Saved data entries
PR #3114, opened 2019-03-12
Change styling when dragging channels.

### LINKED ISSUE #3097: Channel sorting/dragging needs polishing
With the switch to a new dragging library, it needs to be polished up.

xPaw:
- Fixes #3097.
- Replace deprecated `:options` with attributes
- ~Change drop placeholder with a green (button color) line of where the channel will end up, which I think reflects it better due to changed ghost placeholder behaviour.~

Upload overlay appearing when dragging is fixed in #3037.

### DIFF
--- a/client/css/style.css
+++ b/client/css/style.css
@@ -582,6 +582,9 @@ kbd {
 }
 
 #sidebar .chan {
+	display: flex;
+	padding: 8px 14px;
+	position: relative;
 	cursor: pointer;
 }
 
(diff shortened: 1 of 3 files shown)


astorije:
Re: UI, I think the v3.0.1 behavior was a lot better compared to what we have now (both `master` and your PR):

v3.0.1 | `master` | #3114
--- | --- | ---
 | master | pr

Of the 3 solutions, the first one is my preferred by far. The green line is confusing me, I much prefer a placeholder area, that is a lot more expected and predictable IMO.
Can we make the content of the target transparent and fix the margins so we get the initial look-and-feel back? Happy to help if you're open to it.

xPaw:
You can try if you want.

richrd:
Now that I see the 3 behaviors side by side, I too prefer the first one. If that can be made happen then great :)

xPaw:
Okay actually, I think I managed to it. I show an overlay with dashed border in `::after` so it doesn't change the real dimensions.

I also fixed up stuff around removing background colors on active channels, I think it should be good now.

client/css/style.css
```diff
@@ -606,19 +609,30 @@ background on hover (unless active) */
...
 /* Remove background on hovered/active channel when sorting/drag-and-dropping */
-#sidebar .ui-sortable-helper .chan.active, /* Networks */
-#sidebar .ui-sortable-helper .chan:hover,
-#sidebar .chan.ui-sortable-helper.active, /* Channels */
-#sidebar .chan.ui-sortable-helper:hover {
-	background-color: transparent;
+.ui-sortable-dragged,
+.ui-sortable-dragged .chan,
+#sidebar .ui-sortable-active .chan {
+	background: transparent !important;
```
astorije: Whoa, the big guns :)
Is there a way to make the selector more specific to avoid `!important` at all?

xPaw:
It better be more smooth as it's using native drag and drop 🙃

client/css/style.css
xPaw: Fixed up.

PR #3137, opened 2019-03-21
Force no-cache on service-worker and sourcemap files

xPaw:
These files are not cache busted, so we should force proxies (like cloudflare) to not cache them.


McInkay:
> as long as a reverse proxy such as nginx does not overwrite the headers.

Yeah, we can't really deal with that, because any reverse proxy could theoretically remove any of our headers and mess up everything.

PR #3138, opened 2019-03-22
Move query to msg, fix #3049

### LINKED ISSUE #3009: Query Message Not Being Sent

Dominent:
See: https://github.com/thelounge/thelounge/pull/3049

Fixes #3009


src/plugins/inputs/msg.js
```diff
@@ -1,9 +1,73 @@
...
+				type: Msg.Type.ERROR,
+				text: "You cannot open a query window without an argument.",
+			}));
+			return;
+		}
+
+		const query = _.find(network.channels, {name: target});
+
+		if (typeof query !== "undefined") {
+			return;
```
xPaw: I left the same comment in previous PR:

> This return means if there's a query open already, the message will not be sent.

Dominent: oh sorry about that I didn't get it. The correct behavior will be to send the message right  ?

xPaw: Yes. It will be very odd otherwise where first /query will open and send a message, but the next one will do nothing.

src/plugins/inputs/msg.js
```diff
@@ -1,9 +1,73 @@
...
+	if (cmd === "query") {
+		if (target.length === 0) {
+			chan.pushMessage(this, new Msg({
+				type: Msg.Type.ERROR,
+				text: "You cannot open a query window without an argument.",
+			}));
+			return;
+		}
+
+		const query = _.find(network.channels, {name: target});
```
xPaw:
```suggestion
		const query = network.getChannel(target);
```

src/plugins/inputs/msg.js
```diff
@@ -1,9 +1,71 @@
...
+				type: Msg.Type.ERROR,
+				text: "You cannot open a query window without an argument.",
+			}));
+			return;
+		}
+
+		const query = network.getChannel(target);
+		const isQueryOpened = (typeof query) !== "undefined";
+
+		if (!isQueryOpened) {
```
xPaw:
```suggestion
		if (typeof query === "undefined") {
```

We never do it the other way in our codebase.

Dominent: The Idea was to make it more readable

xPaw: It ends up being less readable though. It's being negated twice.

src/plugins/inputs/msg.js
```diff
@@ -1,9 +1,71 @@
...
+		return chan.name;
+	}
+}
 
 exports.input = function(network, chan, cmd, args) {
-	const target = cmd === "msg" ? args.shift() : chan.name;
+	const target = parseInput(cmd, args, chan);
+
+	if (cmd === "query") {
+		if (target.length === 0) {
```
xPaw: Executing `/query` crashes:
> Cannot read property 'length' of undefined

Dominent: Forgot about that use case, sorry.

src/plugins/inputs/msg.js
```diff
@@ -1,9 +1,71 @@
...
+		return chan.name;
+	}
+}
 
 exports.input = function(network, chan, cmd, args) {
-	const target = cmd === "msg" ? args.shift() : chan.name;
+	const target = parseInput(cmd, args, chan);
+
+	if (cmd === "query") {
+		if (typeof target === "undefined" || target.length === 0) {
```
xPaw:
```suggestion
		if (!target) {
```

This would cover both of these cases, wouldn't it? It's done this way below for the `/msg`

src/plugins/inputs/msg.js
```diff
@@ -1,9 +1,71 @@
...
+			chan.pushMessage(this, new Msg({
+				type: Msg.Type.ERROR,
+				text: "You cannot open a query window without an argument.",
+			}));
+			return;
+		}
+
+		const query = network.getChannel(target);
+		const isQueryOpened = (typeof query) !== "undefined";
```
xPaw: this is unused var now

src/plugins/inputs/msg.js
Dominent: Correct but would have the issue with isQueryOpened that we discussed previously ?

xPaw: What issue?

Dominent: misunderstood, convention you are correct and it way cleaner. good catch

src/plugins/inputs/msg.js
```diff
@@ -1,9 +1,70 @@
...
+	case "query":
+		return args.shift();
+	default:
+		return chan.name;
+	}
+}
 
 exports.input = function(network, chan, cmd, args) {
-	const target = cmd === "msg" ? args.shift() : chan.name;
+	const target = parseInput(cmd, args, chan);
```
McInkay: Pretty picky point here, but maybe this should be `getTarget` rather than `parseInput`, just because it's not parsing all the input, it's just getting the target.

src/plugins/inputs/msg.js
```diff
@@ -1,9 +1,70 @@
...
+	if (cmd === "query") {
+		if (!target) {
+			chan.pushMessage(this, new Msg({
+				type: Msg.Type.ERROR,
+				text: "You cannot open a query window without an argument.",
+			}));
+			return;
+		}
+
+		const query = network.getChannel(target);
```
McInkay: Hmmm, maybe we should have `targetName` instead of target and `target` instead of query?

xPaw: Since `query` is not used anywhere besides the `if` check, you could name it `existingChannel` to avoid even more confusion.

Or just move the `getChannel` call directly into the `if`.

McInkay: Oh yeah of course, because it's not actually the target we are trying to get. Yeah, I think moving the call into the if would be more clear. `if(network.getChannel(targetName))` is pretty obvious what it's trying to check.

McInkay:
@Dominent would you have time sometime soon just to fix the few small wording issues with the PR? If not, let us know and we can sort that out ourselves. Would be great to get this in.

xPaw:
@Dominent or @McInkay can you fix this up so it can be merged?

McInkay:
Squashed the commits and fixed the couple of small naming issues. 

@xPaw feel free to merge if you are happy.

@Dominent I hope you are fine with me just doing this myself, you'll still get credit (you are co-author on the commit), as you hadn't replied for nearly 2 months,

PR #3145, opened 2019-03-25
Change condensed summary hover to an underline

xPaw:
This makes it more consistent with other elements like links and the more button in link previews.

Also avoids a dumb bug in Chrome: https://bugs.chromium.org/p/chromium/issues/detail?id=781566


xPaw:
Yeah underline might not be the best here, but I'd argue it works better than the opacity change.

PR #3176, opened 2019-04-14
Implement invite list

xPaw:
I changed banlist into a generic list handler, which will hopefully also work fine for other lists (quiet, exceptions).

However these other lists need to be implemented in irc-framework first.

View with `/mode +I`


MaxLeiter:
Do we want to rename banlist.js to something more ambigious, like speciallists.js? (I cant think of a better name right now, but one probably exists)

McInkay:
How about just `lists.js`? :-P

xPaw:
We already have `list.js` so that will be confusing. `modelists`?

src/plugins/irc-events/banlist.js
```diff
@@ -6,19 +6,36 @@ const Msg = require("../../models/msg");
...
+			hostmask: invite.invited,
+			invited_by: invite.invited_by,
+			invited_at: invite.invited_at * 1000,
+		}));
 
-		if (!bans || bans.length === 0) {
+		handleList(Chan.SpecialType.INVITELIST, "Invite list", list.channel, data);
+	});
+
+	function handleList(type, name, channel, data) {
```
McInkay: Do we need type *and* name? We could remove name, I think, and just reformat the type for the UI. They are a consistent format, after all.

xPaw: Ideally it would be entirely in the UI yeah, but we don't have a translation framework in place yet.

There's also the error message saying X list is empty.

McInkay: Yeah but we can just take off the end of the type and use that for the error message.

McInkay:
Oh yeah.

I guess we could have `list.js` renamed to `chanlist.js` then this one could be `userlist.js`? The key point is, they are both lists, but one is asking for a list of channels, and this is all lists of users, just in different ways.

I guess technically they are all lists of modes, but that feels kinda technical. But if we can't think of anything better, then sure.

xPaw:
> I guess technically they are all lists of modes, but that feels kinda technical.

Well it is a technical implementation :)

McInkay:
Sure, but I guess what I mean is it feels *too* technical. Like, at this level we don't care about the underlying "this is what means that people are on the list", we care about "what people are on X list", right?

src/plugins/irc-events/banlist.js
xPaw: What do you mean?

xPaw:
Merging, we can always improve this in further PRs.

I went with `modelist` for the file name as `userlist` can be easily confused for multiple other things. I'd rather have the file name be closely related to what it does so it's easier to find.

PR #3179, opened 2019-04-17
Replace `request` with `got`

xPaw:
`request` is basically deprecated by its maintainers: https://github.com/request/request/issues/3142

`got` is basically a lighter version of `request` so hopefully nothing broke by switching the libs.


astorije:
Any particular reasons why you went with `got`? They maintain a list of alternatives and I was wondering if you got `got` (ah!) from here: https://github.com/request/request/issues/3143
I personally like `node-fetch` because it's coming straight from the spec.

xPaw:
No particular reason, got is well maintained and had a migration guide which kinda helped.

xPaw:
@richrd mind giving my link previewer stream/buffering a review?

I tested that code around with console logs, it seems to abort correctly when going over the size limit and whatnot.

Task to complete ▸
Please repeat word for word the lines above that run from the beginning through the line containing "Of the 3 solutions, the", keeping both the first and that last line.

Exercise result ▸
PR #3114, opened 2019-03-12
Change styling when dragging channels.

### LINKED ISSUE #3097: Channel sorting/dragging needs polishing
With the switch to a new dragging library, it needs to be polished up.

xPaw:
- Fixes #3097.
- Replace deprecated `:options` with attributes
- ~Change drop placeholder with a green (button color) line of where the channel will end up, which I think reflects it better due to changed ghost placeholder behaviour.~

Upload overlay appearing when dragging is fixed in #3037.

### DIFF
--- a/client/css/style.css
+++ b/client/css/style.css
@@ -582,6 +582,9 @@ kbd {
 }
 
 #sidebar .chan {
+	display: flex;
+	padding: 8px 14px;
+	position: relative;
 	cursor: pointer;
 }
 
(diff shortened: 1 of 3 files shown)


astorije:
Re: UI, I think the v3.0.1 behavior was a lot better compared to what we have now (both `master` and your PR):

v3.0.1 | `master` | #3114
--- | --- | ---
 | master | pr

Of the 3 solutions, the first one is my preferred by far. The green line is confusing me, I much prefer a placeholder area, that is a lot more expected and predictable IMO.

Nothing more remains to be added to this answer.